▸ **TASK TO COMPLETE**
So that the copy matches the original, retype each line of the material below exactly.
THE DATA Start Marker
PR #300, opened 2017-04-05
Fixes #19172 - Add description to subnet

tbrisker:
depends on https://github.com/theforeman/foreman/pull/4436

### DIFF
--- a/lib/hammer_cli_foreman/subnet.rb
+++ b/lib/hammer_cli_foreman/subnet.rb
@@ -21,6 +21,7 @@ module HammerCLIForeman
     class InfoCommand < HammerCLIForeman::InfoCommand
 
       output ListCommand.output_definition do
+        field :description, _("Description"), Fields::LongText, :hide_blank => true
         field :priority, _("Priority")
         field :dns, _("DNS"), Fields::Reference, :details => :url
         field :dns_primary, _("Primary DNS")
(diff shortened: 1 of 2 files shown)


lib/hammer_cli_foreman/subnet.rb
```diff
@@ -9,6 +9,7 @@ class ListCommand < HammerCLIForeman::ListCommand
       output do
         field :id, _("Id")
         field :name, _("Name")
+        field :description, _("Description")
```
ohadlevy: just a general query, if i use this version of hammer against an older version of foreman, does this work as expected? e.g. the description header is not shown or its shown but its value is always empty?

tstrachota: Unfortunately it will always show empty column. It is possible to use 
```ruby
field :description, _("Description"), Fields::Field, :hide_blank => true
```
but it's not completely the same plus it won't work in lists.

If we wanted to implement hiding unsupported fields we would probably need to rely on `foreman_version` from response headers, which is more effective than checking if the key is missing in the whole list.

tstrachota:
I tested the commands a bit more. Server allows to store multiline values. In such case it breaks table output. I wanted to fix that but unfortunately I found out it's currently blocked by [#19191](http://projects.theforeman.org/issues/19191).

Therefore I suggest either to remove the column from list and use `Fields::LongText, :hide_blank => true` field type or format descriptions in `extend_data(subnet)`.

tbrisker:
@tstrachota I hope I understood your suggestion correctly, please re-review.

tstrachota:
Works fine now:
```
Id:            2
Name:          tstracho-laptop
Network:       192.168.122.0
Mask:          255.255.255.0
VLAN ID:       
Description:   
  this
  is
  description
  test
...
```
Thanks @tbrisker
THE DATA End Marker
▸ **REPLY**
PR #300, opened 2017-04-05
Fixes #19172 - Add description to subnet

tbrisker:
depends on https://github.com/theforeman/foreman/pull/4436

### DIFF
--- a/lib/hammer_cli_foreman/subnet.rb
+++ b/lib/hammer_cli_foreman/subnet.rb
@@ -21,6 +21,7 @@ module HammerCLIForeman
     class InfoCommand < HammerCLIForeman::InfoCommand
 
       output ListCommand.output_definition do
+        field :description, _("Description"), Fields::LongText, :hide_blank => true
         field :priority, _("Priority")
         field :dns, _("DNS"), Fields::Reference, :details => :url
         field :dns_primary, _("Primary DNS")
(diff shortened: 1 of 2 files shown)


lib/hammer_cli_foreman/subnet.rb
```diff
@@ -9,6 +9,7 @@ class ListCommand < HammerCLIForeman::ListCommand
       output do
         field :id, _("Id")
         field :name, _("Name")
+        field :description, _("Description")
```
ohadlevy: just a general query, if i use this version of hammer against an older version of foreman, does this work as expected? e.g. the description header is not shown or its shown but its value is always empty?

tstrachota: Unfortunately it will always show empty column. It is possible to use 
```ruby
field :description, _("Description"), Fields::Field, :hide_blank => true
```
but it's not completely the same plus it won't work in lists.

If we wanted to implement hiding unsupported fields we would probably need to rely on `foreman_version` from response headers, which is more effective than checking if the key is missing in the whole list.

tstrachota:
I tested the commands a bit more. Server allows to store multiline values. In such case it breaks table output. I wanted to fix that but unfortunately I found out it's currently blocked by [#19191](http://projects.theforeman.org/issues/19191).

Therefore I suggest either to remove the column from list and use `Fields::LongText, :hide_blank => true` field type or format descriptions in `extend_data(subnet)`.

tbrisker:
@tstrachota I hope I understood your suggestion correctly, please re-review.

tstrachota:
Works fine now:
```
Id:            2
Name:          tstracho-laptop
Network:       192.168.122.0
Mask:          255.255.255.0
VLAN ID:       
Description:   
  this
  is
  description
  test
...
```
Thanks @tbrisker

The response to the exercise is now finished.